The conversion of heat into mechanical shaft power or electrical energy is still the worldwide most used electric and propulsion energy source. Whether coal, liquid hydrocarbons, natural gas, nuclear or solar heat are used as primary energy source such cycles are continuously improved aiming at better efficiency, at flexible operating conditions or at reducing manufacturing or maintenance cost.

The classic thermal power cycle design uses detailed simulation of the cycle fluid’s changes of state (typically represented by averaged pressure and temperature or specific enthalpy) along the flow paths. Components of such a cycle may be ducts, filters, mixers, compressors, combustors, heat exchangers, nozzles, turbine stages etc.

The notations of exergy and anergy were invented in the nineteen-fifties but they still play an astonishingly silent role in education. Knowing already the Carnot factor a student can understand the second law of thermodynamics by the simple fact that the exergy part of energy can be converted into any other form of energy while the anergy part cannot be converted into any exergy form of energy. The most used approach via the saying “that the state variable entropy can only grow” is for most students a mental detour because they do not understand the tie of energy conversion and entropy.

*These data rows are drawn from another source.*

Issue #43, opened 2019-05-11
BigFloat support for TwoPointBVProblem using MIRK4


seadra:
Using BigFloat with a TwoPointBVProblem and MIRK4 solver currently fails with the following error:

> ArgumentError: matrix type SparseArrays.SparseMatrixCSC{BigFloat,Int64}not supported. Try lu(convert(SparseMatrixCSC{Float64/ComplexF64,Int}, A)) for sparse floating point LU using UMFPACK or lu(Array(A)) for generic dense LU.

ChrisRackauckas:
We probably just need to add a dependency on GenericSVD.jl

seadra:
I naively tried using GenericSVD in my code but it didn't work, so I'm guessing that means something else :)

avik-pal:
I thought `BigFloat` would just work, but seems like the problem is more fundamental

```julia
julia> similar(rand(BigFloat, 2, 3))
2×3 Matrix{BigFloat}:
 #undef  #undef  #undef
 #undef  #undef  #undef
```

This makes all of the internal NonlinearSolve machinery fail because it often performs concatenation and such on a `similar`ed array before assigning values to it.

ChrisRackauckas:
For safety, just zero?

avik-pal:
yes probably that's the way to go, it just needs to be added at quite a few places in NonlinearSolve

avik-pal:
NonlinearSolve now supports bigfloats natively. Need to add a test for this here.

PR #178, opened 2024-03-31
Add Lobatto IIIa-c and Radau IIa solvers

axla-io:
## Features

- 17 new Fully Implicit Runge-Kutta (FIRK) solvers: Lobatto IIIa-c 2 to 5 stage versions, and Radau IIa 1,2,3,5,7 - stage versions
- Choice of cache with nested nonlinear solve (better performance for large problems) or expanded cache (seems to be more robust)
- Adaptivity and interpolations
- Sparse Jacobians

## Issues with the code
Tests pass for the expanded cache, except for in some cases with the convergence tests for the higher order solvers, I think that the reason for this is that the error is low in absolute terms. I've done a check where the tests are marked as broken if the solution error is less than `1e-12`

Also there is a runtime dispatch error when calling the `JET` tests. I have commented the lines in `src/solve/firk.jl` where the error occurs. I couldn't figure out how to resolve them.

For the nested cache, in addition to the tests that the expanded one doesn't pass, it also seem to have poor performance on `NLLNS` and `Vector of vector initials` tests. I haven't found a solver for which the nested ones converges there. For now these tests are commented out.

Also, the nested cache doesn't support `ForwardDiff` yet.

## Checklist

- [x ] Appropriate tests were added
- [x ] Any code changes were done in a way that does not break public API
- [x ] All documentation related to code changes were updated
  [COLPRAC](https://github.com/SciML/COLPRAC). (_I commented out tests for nested cache as a WIP thing_)
- [ ] Any new documentation only uses public API (_I don't understand what this means :(_ )


src/adaptivity.jl
```diff
@@ -1,85 +1,207 @@
...
+	info = ReturnCode.Success
+
+	ŝ = [maximum(abs, d) for d in defect]  # Broadcasting breaks GPU Compilation
+	ŝ .= (ŝ ./ abstol) .^ (T(1) / (order + 1))
+	r₁ = maximum(ŝ)
+	r₂ = sum(ŝ)
+	r₃ = r₂ / (N - 1)
+
+	n_predict = round(Int, (safety_factor * r₂) + 1)
+	n = N - 1
```
avik-pal, line 171: I will review more carefully later but Tabs need to be changed to spaces

avik-pal (changes requested):

ChrisRackauckas:
> Tests pass for the expanded cache, except for in some cases with the convergence tests for the higher order solvers, I think that the reason for this is that the error is low in absolute terms. I've done a check where the tests are marked as broken if the solution error is less than 1e-12

Can you plot what those look like? for higher order you likely need to increase the dts

avik-pal:
Also let's merge the tests for MIRK and the other methods, except Shooting. The only reason Shooting is separate, is that the other methods currently don't support interpolation in the solution.

ErikQQY:
> Also let's merge the tests for MIRK and the other methods, except Shooting. The only reason Shooting is separate, is that the other methods currently don't support interpolation in the solution.

@avik-pal didn't the MIRK solvers already incorporate interpolations in https://github.com/SciML/BoundaryValueDiffEq.jl/pull/112?

avik-pal:
No I meant the interpolation in the residual function

ErikQQY:
> No I meant the interpolation in the residual function

Oh, indeed, there are no interpolations in the residual functions for MIRK methods right now.

src/adaptivity.jl
axla-io: Thanks! I changed this with the latest commit

axla-io:
@ChrisRackauckas This is how it looks like. I tried increasing / decreasing dts with LobattoIIIb stage 5, but to no avail.
lobattoIIIa_p3
lobattoIIIa_p7
lobattoIIIb_p3
lobattoIIIb_p7
lobattoIIIc_p3
lobattoIIIc_p7
radau_p3
radau_p7

ChrisRackauckas:
That looks like the opposite direction that the convergence plot recipe normally does. Is this not just `plot(sim)`?

axla-io:
@ChrisRackauckas Oops, I wasn't aware of that one. Here are the highest order solvers plotted with `plot(sim)`
lobattoIIIa_p3
lobattoIIIa_p7
lobattoIIIb_p3
lobattoIIIb_p7
lobattoIIIc_p3
lobattoIIIc_p7
radau_p3
radau_p7

ChrisRackauckas:
It's just below Float64 tolerance. Can you change it to BigFloat in state and time and calculate the convergence with arbitrary precision?

axla-io:
@ChrisRackauckas I get an `ERROR: UndefRefError: access to undefined reference` when using `BigFloat` for these solvers, and also `MIRK`. It seems to come from the autodiff and the error is there both for sparse and dense AD, both forward mode and finitediff

avik-pal:
BigFloat semantics are somewhat incompatible with how some of the solvers are written.

https://github.com/SciML/BoundaryValueDiffEq.jl/issues/43#issuecomment-2016859268

avik-pal:
> BigFloat semantics are somewhat incompatible with how some of the solvers are written.

This was fixed upstream; forgot to mention it here.

ErikQQY:
Current implementation passes basic tests for a BVP solver, e.g. discrete solving, adaptivity, interpolations, and plotting are all good now.

Current issues of this PR:
1. BigFloat semantics(I tried to solve the BigFloat issue for both MIRK and FIRK by following the patch in NonlinearSolve.jl, but seemed the current diffcache used in doesn't compatible with bigfloat, need to do some further searching)
2. For some large systems, such as the overconstrained and underconstrained tests in nonlinear least square tests fail

@ChrisRackauckas  @avik-pal, could you review this PR and see what else is still missing to get this PR merged? I will try to address these issues

avik-pal:
> BigFloat semantics(I tried to solve the BigFloat issue for both MIRK and FIRK by following the patch in NonlinearSolve.jl, but seemed the current diffcache used in doesn't compatible with bigfloat, need to do some further searching)

What is the error?

ChrisRackauckas:
How about switching to a lazy buffer cache to get this completed?

ErikQQY:
> How about switching to a lazy buffer cache to get this completed?

I have tried both `LazyBufferCache` and `FixedSizeDiffCache`, but none of them seems to support ForwardDiff AD when we are using BigFloat in BoundaryValueDiffEq.jl, for example the `LazyBufferCache` version https://github.com/SciML/PreallocationTools.jl/issues/72 still fail.

ErikQQY:
The current issue is that without using `DiffCache`, it is impossible to build such Dual number with BigFloat type to support ForwardDiff AD things. I don't think changing to `LazyBufferCache` or `GeneralLazyBufferCache` can solve this.

test/firk/expanded/nlls_tests.jl
```diff
@@ -0,0 +1,208 @@
+# Overconstrained and Underconstrained are taking too much time, skip them for now
+#=
```
ChrisRackauckas, line 2: should this just be a different test group?

ErikQQY: Yeah, but the CI takes a long time to test them so just commented them out for now.

avik-pal: An ugly way to do this is https://github.com/LuxDL/LuxLib.jl/blob/main/test/common_ops/dense_tests.jl. Create a module with the test and run it in separate groups, that way you get parallelism.

Also if the tests are too heavy we can move these to the buildkite cpus.

ErikQQY: Let's try putting them into a different test group

ErikQQY: The nlls tests for Lobatto and Radau methods take so much time😅: https://github.com/SciML/BoundaryValueDiffEq.jl/actions/runs/10447244427/job/28925868285?pr=178

Are there some issues with the methods or something else?

ChrisRackauckas: what's it spending all of that time doing?

avik-pal: Just to confirm this is not some issue with parallel testing, let's disable parallel testing for this PR

ErikQQY: Just figured out the problem, the last commit has changed the number of expanded solvers for nlls tests to 4*4=16, and the CI says nlls tests cost approximately 37minutes  `2270.1 secs (36.1% compile, 18.6% GC), 2.57 B allocs (314.128 GB)`😅. The previous nlls testing cases test all of the 68 FIRK methods, which would need a looooong time to finish😅.

ErikQQY:
The Lobatto and Radau solvers without nested nonlinear solving are working fine now, but those using nested nonlinear solving behave bad and don't converge on several test problems.

Maybe we can get those Lobatto and Radau without nested nonlinear solving in first?

ChrisRackauckas:
How come that doesn't show up as a test failure?

ErikQQY:
Those failed tests are commented out, the current CI only test FIRK solvers without nested nonlinear solving, but from local testing, the nested nonlinear solving choice only passes the basic test cases like affineness and linear problem tests.

ChrisRackauckas:
I believe @axla-io had said nested had issues earlier. Let's get this to merge where nested throws a warning where it's still experimental and its tests are properly set to `@test_broken`.

src/adaptivity.jl
```diff
@@ -12,6 +12,128 @@ After we construct an interpolant, we use interp_eval to evaluate it.
...
+
+    # Load interpolation residual
+    for jj in 1:stage
+        K[:, jj] = cache.y[ctr_y + jj].du
+    end
+
+    z₁, z₁′ = eval_q(yᵢ, 0.5, h, q_coeff, K) # Evaluate q(x) at midpoints
+    S_coeffs = get_S_coeffs(h, yᵢ, yᵢ₊₁, z₁, dyᵢ, dyᵢ₊₁, z₁′)
+
+    y .= S_interpolate(τ * h, S_coeffs)
```
ChrisRackauckas, line 61: Can this be done in-place to remove the allocation?

src/adaptivity.jl
```diff
@@ -12,6 +12,128 @@ After we construct an interpolant, we use interp_eval to evaluate it.
...
+    if lf > 1
+        h *= lf
+    end
+    τ = (t - mesh[j]) / h
+
+    (; f, M, p, ITU, TU) = cache
+    (; c, a, b) = TU
+    (; q_coeff, stage) = ITU
+
+    K = zeros(eltype(cache.y[1].du), M, stage)
```
ChrisRackauckas, line 34: unnecessary allocation?

src/adaptivity.jl
```diff
@@ -12,6 +12,128 @@ After we construct an interpolant, we use interp_eval to evaluate it.
...
+
+    nest_nlsolve_alg = __concrete_nonlinearsolve_algorithm(nest_prob, alg.nlsolve)
+    nestprob_p = zeros(T, cache.M + 2)
+
+    yᵢ = copy(cache.y[j].du)
+    yᵢ₊₁ = copy(cache.y[j + 1].du)
+
+    if iip
+        dyᵢ = copy(yᵢ)
+        dyᵢ₊₁ = copy(yᵢ₊₁)
```
ChrisRackauckas, line 88: There's a lot of allocations in these.

src/collocation.jl
```diff
@@ -61,3 +172,70 @@ end
...
+    end
+    return residuals
+end
+
+@views function Φ(fᵢ_cache, k_discrete, f!, TU::FIRKTableau{true}, y, u, p,
+        mesh, mesh_dt, stage::Int, cache)
+    (; c, a, b) = TU
+    (; nest_prob, alg, nest_tol) = cache
+
+    residuals = [similar(yᵢ) for yᵢ in y[1:(end - 1)]]
```
ChrisRackauckas, line 217: it defeats the purpose of in-place if you're creating new caches every step.

ChrisRackauckas:
Parts of the code need some work for performance. But let's not worry about that for now.

ChrisRackauckas:
Fix the deprecations and the `@test_broken`s and this is then good to merge.

ChrisRackauckas:
Hit a time limit? We really need to split this into different test groups.

ErikQQY:
Yeah, I will split them into different test groups

ChrisRackauckas:
Is the Retest parallelism actually helpful? BLAS will multithread, so we may be slamming the threads on any large enough problem. I don't think that part makes sense in the BVP library, or ML @avik-pal ?

avik-pal:
> Is the Retest parallelism actually helpful? BLAS will multithread, so we may be slamming the threads on any large enough problem. I don't think that part makes sense in the BVP library, or ML @avik-pal ?

Are any of the tests here heavy BLAS? In the ML context, none of the Lux tests are heavy enough to  cause issues with oversubscribing, and it helps bring down the build times to about 25 mins (compared to > 1hr) on decent machines (the cuda ones on buildkite). Not the most helpful for github actions.

That said for testing heavy workloads (both compute or memory), I do disable parallelism in testing. I still keep ReTestItems because it lets you isolate the testitem that fails and for testing Enzyme which can segfault/assert crash julia it will just crash the worker, so the test shows up as failed rather than the main process crashing.

ChrisRackauckas:
The LU/QR will all multithread above 200x200, which I presume we must be hitting?

avik-pal:
https://github.com/SciML/BoundaryValueDiffEq.jl/actions/runs/10617623160/job/29430931485?pr=178#step:6:397 the AD isn't robust to rank deficient matrices. This probably needs to be handled upstream

ErikQQY:
> https://github.com/SciML/BoundaryValueDiffEq.jl/actions/runs/10617623160/job/29430931485?pr=178#step:6:397 the AD isn't robust to rank deficient matrices. This probably needs to be handled upstream

From local  testing, RadauIIa5 just error with GaussNewton, the other nonlinear solvers are just fine, I have just skipped this combination for now

ChrisRackauckas:
That's the least stable one. Not surprised. It should really default to using a trust region method for this reason.

ChrisRackauckas:
Oh no I thought it was going to merge 😅

ErikQQY:
Yeah it was going to, but CI seemed to have a different opinion, let’s see how about now😅

ErikQQY:
Finally ready to go🎉🎉

ChrisRackauckas:
Amazing, and thanks @axla-io too.

PR #188, opened 2024-05-26
Migrating to new ADTypes

avik-pal:
Supercedes #187 #181


ChrisRackauckas (approved):

avik-pal:
Failures are harmless for end users, so I will merge this to unblock the upstream stuff. I will handle the failures in a followup PR

PR #189, opened 2024-06-07
COLNEW supports multi-points BVP

ErikQQY:
Now the COLNEW wrapper can handle multi-points BVP

### DIFF
--- a/test/shooting/basic_problems_tests.jl
+++ b/test/shooting/basic_problems_tests.jl
@@ -196,9 +196,9 @@ end
     flow_bvp = BVProblem{true}(flow_in_a_channel!, bc_flow!, u0, tspan, p)
 
     for solver in [
-        Shooting(AutoVern7(Rosenbrock23()),
+        Shooting(AutoTsit5(Rodas4P()),
             NewtonRaphson(; autodiff = AutoForwardDiff(; chunksize = 8))),
-        MultipleShooting(10, AutoVern7(Rosenbrock23()),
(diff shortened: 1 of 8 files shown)


ChrisRackauckas:
Need tests passing again to finish this.

test/shooting/basic_problems_tests.jl
```diff
@@ -35,12 +38,13 @@
         @test SciMLBase.successful_retcode(sol)
         @test norm(sol.resid, Inf) < 1e-8
 
+        JET_SKIP[i] && continue
         @test_opt target_modules=(BoundaryValueDiffEq,) solve(
             bvp1, solver; abstol = 1e-8, reltol = 1e-8,
-            odesolve_kwargs = (; abstol = 1e-6, reltol = 1e-3))
+            odesolve_kwargs = (; abstol = 1e-6, reltol = 1e-3)) broken=JET_BROKEN[i]
```
ChrisRackauckas, line 44: what's wrong with the JET tests?

ErikQQY: JET skipping here was introduced by @avik-pal, since most of the JET tests are marked as broken, I am thinking maybe we can get rid of them? If so, the only thing blocking this PR is #191

ErikQQY: @avik-pal What's left to deal with is the `MultipleShooting` for Ray tracing oop example error about `f` being non-automatic-differentiable(iip tests working fine), which is weird, I remember before the ADTypes upgrading they were working fine. Any idea how to fix this?

PR #194, opened 2024-07-04
[WIP] Add MIRKN methods

ErikQQY:
2nd, 4th and 6th order monotonic implicit runge-kutta-nystrom methods for second-order BVPs

It is still a WIP, I am working on setting up the jacobian and jac_prototype of the loss function, this should be similar to what we have done to MIRK methods, but the current implementation still has some problems, mainly about the banded matrix setup.


ErikQQY:
Too much conflicts here, will open a new one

The exergy loss breakdown of a cycle gives an instructive view to opportunities and challenges. This paper explains methods to calculate a breakdown of the exergy losses with the example of a typical but notional turbofan using commercially confirmed component performance data.

The considerations cover exergy losses by heat exchange, by combustion, by heat loss to ambient, by mixing different fluids, by internal pressure losses, by friction and dissipation in turbomachinery and by the bottoming heat discharge as well as in the propulsive process. Quantified exergy losses for such effects make the limitations of technical improvements visible without going into detailed design work.

The purpose of this paper is to motivate for teaching and using exergy-based considerations especially in the basic performance simulation. Additionally the context is occasion for an extra plea on replacing the colloquial expression “energy consumption” by “exergy consumption”. The reader of this paper should have basic knowledge of thermodynamic cycle performance simulation methods and of turbomachinery.